All of lore.kernel.org
 help / color / mirror / Atom feed
From: Sebastian Andrzej Siewior <bigeasy@linutronix.de>
To: "Toke Høiland-Jørgensen" <toke@redhat.com>
Cc: Alexei Starovoitov <alexei.starovoitov@gmail.com>,
	LKML <linux-kernel@vger.kernel.org>,
	Network Development <netdev@vger.kernel.org>,
	"David S. Miller" <davem@davemloft.net>,
	Boqun Feng <boqun.feng@gmail.com>,
	Daniel Borkmann <daniel@iogearbox.net>,
	Eric Dumazet <edumazet@google.com>,
	Frederic Weisbecker <frederic@kernel.org>,
	Ingo Molnar <mingo@redhat.com>, Jakub Kicinski <kuba@kernel.org>,
	Paolo Abeni <pabeni@redhat.com>,
	Peter Zijlstra <peterz@infradead.org>,
	Thomas Gleixner <tglx@linutronix.de>,
	Waiman Long <longman@redhat.com>, Will Deacon <will@kernel.org>,
	Alexei Starovoitov <ast@kernel.org>,
	Andrii Nakryiko <andrii@kernel.org>,
	Cong Wang <xiyou.wangcong@gmail.com>, Hao Luo <haoluo@google.com>,
	Jamal Hadi Salim <jhs@mojatatu.com>,
	Jesper Dangaard Brouer <hawk@kernel.org>,
	Jiri Olsa <jolsa@kernel.org>, Jiri Pirko <jiri@resnulli.us>,
	John Fastabend <john.fastabend@gmail.com>,
	KP Singh <kpsingh@kernel.org>,
	Martin KaFai Lau <martin.lau@linux.dev>,
	Ronak Doshi <doshir@vmware.com>, Song Liu <song@kernel.org>,
	Stanislav Fomichev <sdf@google.com>,
	VMware PV-Drivers Reviewers <pv-drivers@vmware.com>,
	Yonghong Song <yonghong.song@linux.dev>,
	bpf <bpf@vger.kernel.org>
Subject: Re: [PATCH net-next 15/24] net: Use nested-BH locking for XDP redirect.
Date: Thu, 18 Jan 2024 08:35:40 +0100	[thread overview]
Message-ID: <20240118073540.GIobmYpD@linutronix.de> (raw)
In-Reply-To: <87ttnb6hme.fsf@toke.dk>

On 2024-01-17 17:37:29 [+0100], Toke Høiland-Jørgensen wrote:
> This is all back-of-the-envelope calculations, of course. Having some
> actual numbers to look at would be great; I don't suppose you have a
> setup where you can run xdp-bench and see how your patches affect the
> throughput?

No but I probably could set it up.

> I chatted with Jesper about this, and he had an idea not too far from
> this: split up the XDP and regular stack processing in two stages, each
> with their individual batching. So whereas right now we're doing
> something like:
> 
> run_napi()
>   bh_disable()
>   for pkt in budget:
>     act = run_xdp(pkt)
>     if (act == XDP_PASS)
>       run_netstack(pkt)  // this is the expensive bit
>   bh_enable()
> 
> We could instead do:
> 
> run_napi()
>   bh_disable()
>   for pkt in budget:
>     act = run_xdp(pkt)
>     if (act == XDP_PASS)
>       add_to_list(pkt, to_stack_list)
>   bh_enable()
>   // sched point
>   bh_disable()
>   for pkt in to_stack_list:
>     run_netstack(pkt)
>   bh_enable()
> 
> 
> This would limit the batching that blocks everything to only the XDP
> processing itself, which should limit the maximum time spent in the
> blocking state significantly compared to what we have today. The caveat
> being that rearranging things like this is potentially a pretty major
> refactoring task that needs to touch all the drivers (even if some of
> the logic can be moved into the core code in the process). So not really
> sure if this approach is feasible, TBH.

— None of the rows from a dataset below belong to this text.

PR #616, opened 2022-03-22
Add cvar to shutdown on drop, fix #487

### LINKED ISSUE #487: Option to quit the game after a demo is played
To make Dæmon-based games more benchmark friendly, it would be good to have a convenient way to shutdown the game at the end of a demo playing.

See https://github.com/Unvanquished/Unvanquished/issues/1440

illwieckz:
Add cvar to shutdown on drop, fix #487.

By setting `common.shutdownOnDrop` to `on`, the engine will quit when the game quit. This is useful to get the engine quit after having timed a demo for benchmarking purpose.

See:

- #487
- https://github.com/Unvanquished/Unvanquished/issues/1440#issuecomment-864646180

### DIFF
--- a/src/engine/framework/System.cpp
+++ b/src/engine/framework/System.cpp
@@ -52,6 +52,7 @@ SOFTWARE, EVEN IF ADVISED OF THE POSSIBILITY OF SUCH DAMAGE.
 #endif
 
 namespace Sys {
+Cvar::Cvar<bool> cvar_common_shutdownOnDrop("common.shutdownOnDrop", "shut down engine on game drop", Cvar::TEMPORARY, false);
 
 #ifdef _WIN32
 static HANDLE singletonSocket;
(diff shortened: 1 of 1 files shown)


illwieckz:
I named it `common.shutdownOnDrop` because we already have `common.pedanticShutdown`, but this code does not live in `common` folder.

Maybe we would prefer naming them `sys.shutdownOnDrop` and `sys.pedanticShutdown` instead? They both live in `Sys` namespace.

src/engine/framework/System.cpp
```diff
@@ -52,6 +52,7 @@ SOFTWARE, EVEN IF ADVISED OF THE POSSIBILITY OF SUCH DAMAGE.
 #endif
 
 namespace Sys {
+Cvar::Cvar<bool> shutdownOnDrop("common.shutdownOnDrop", "shutdown engine on game drop", Cvar::TEMPORARY, false);
```
slipher, line 55: Grammar nit: `shut down engine on game drop`

src/engine/framework/System.cpp
```diff
@@ -748,6 +749,11 @@ ALIGN_STACK_FOR_MINGW int main(int argc, char** argv)
 					Log::Notice(err.what());
 				}
 				Application::OnDrop(err.is_error(), err.what());
+
+				if (Sys::shutdownOnDrop.Get()) {
+					Sys::Shutdown(false, "Shutdown on drop");
+					Sys::OSExit(0);
```
slipher, line 755: It might be useful to make the return code different based on `err.is_error()`

slipher (commented):
The general idea seems good to me.

> but this code does not live in common folder.

Neither do many of the other `common.` cvars.

src/engine/framework/System.cpp
illwieckz: See my new commit.

slipher:
LGTM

This does not work because bh_disable() does not disable scheduling.
Scheduling may happen. bh_disable() acquires a lock which is currently
the only synchronisation point between two say network driver doing
NAPI. And this what I want to get rid of.
Regarding expensive bit as in XDP_PASS: This doesn't need locking as per
proposal, just the REDIRECT piece.

> > Daniel said netkit doesn't need this locking because it is not
> > supporting this redirect and it made me think. Would it work to make
> > the redirect structures part of the bpf_prog-structure instead of
> > per-CPU? My understanding is that eBPF's programs data structures are
> > part of it and contain locking allowing one eBPF program preempt
> > another one.
> > Having the redirect structures part of the program would obsolete
> > locking. Do I miss anything?
> 
> This won't work, unfortunately: the same XDP program can be attached to
> multiple interfaces simultaneously, and for hardware with multiple
> receive queues (which is most of the hardware that supports XDP), it can
> even run simultaneously on multiple CPUs on the same interface. This is
> the reason why this is all being kept in per-CPU variables today.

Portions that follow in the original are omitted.